PR #4268, opened 2022-02-11
Do not remove a folder that has files that were not uploaded yet during propagation

### LINKED ISSUE #4265: Do not remove a folder that has files that were not uploaded yet during propagation
### How to use GitHub

### Expected behaviour
Since we have all the items (new files that need to be uploaded and their containing folder that is going to be removed), we can add a logic to check this scenario and erase the folder item that wants to remove a folder that has new files not uploaded yet. By doing this, we will prevent files that are fully hydrated or non-placeholder files to be lost.

### Actual behaviour
This method is called when we have finished the discovery and need to process synchronization `void OwncloudPropagator::start(SyncFileItemVector &&items)`.

In some scenarios (when moving multiple files/folders back and forth with random structure changes, without waiting for a sync to finish between every move) with virtual files enabled, we might have come to a situation when the file is discovered as a new one and needs to be uploaded while its directory is discovered as the one that needs to be removed (because, somehow it is considered to be no longer on the server even without it being uploaded there before, or because of some server error e.g. 507 leading to the folder being removed from the server) hence all the files will also get removed along with that folder.
I have found a lot of **"WARNING:  Job within a removed directory?  This should not happen!"** logs that correspond to a condition when the folder is going to be removed during sync but we had files that we wanted to upload.

This vector item contains all the items that we have discovered. It also contains those folders that we have decided to remove (they have type directory and instruction remove). This same vector also contains items that we wanted to sync to the server.

### Steps to reproduce
1.
2.
3.

### Client configuration
Client version:

Operating system:

OS language:

Installation path of client:

### Server configuration

Nextcloud version:

### Logs

logs.

1. Client logfile: 
Since 3.1: Under the "General" settings, you can click on "Create Debug Archive ..." to pick the location of where the desktop client will export the logs and the database to a zip file.

2. Web server error log:

allexzander:

This will fix #4265

### DIFF
--- a/src/libsync/owncloudpropagator.cpp
+++ b/src/libsync/owncloudpropagator.cpp
@@ -413,6 +413,64 @@ void OwncloudPropagator::resetDelayedUploadTasks()
     _delayedTasks.clear();
 }
 
+void OwncloudPropagator::adjustDeletedFoldersWithNewChildren(SyncFileItemVector &items)
+{
+    /* 
+       process each item that is new and is a directory and make sure every parent in its tree has the instruction CSYNC_INSTRUCTION_NEW
+       instead of CSYNC_INSTRUCTION_REMOVE 
+    */
+    for (const auto &item : items) {
+        if (item->_instruction != CSYNC_INSTRUCTION_NEW || item->_direction != SyncFileItem::Up || !item->isDirectory() || item->_file == QStringLiteral("/")) {
+            continue;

Work to complete | Beginning with the very first line of the material above, give each line again exactly, ending with the line that contains "### Actual behaviour".

Answer for the task |
PR #4268, opened 2022-02-11
Do not remove a folder that has files that were not uploaded yet during propagation

### LINKED ISSUE #4265: Do not remove a folder that has files that were not uploaded yet during propagation
### How to use GitHub

### Expected behaviour
Since we have all the items (new files that need to be uploaded and their containing folder that is going to be removed), we can add a logic to check this scenario and erase the folder item that wants to remove a folder that has new files not uploaded yet. By doing this, we will prevent files that are fully hydrated or non-placeholder files to be lost.

### Actual behaviour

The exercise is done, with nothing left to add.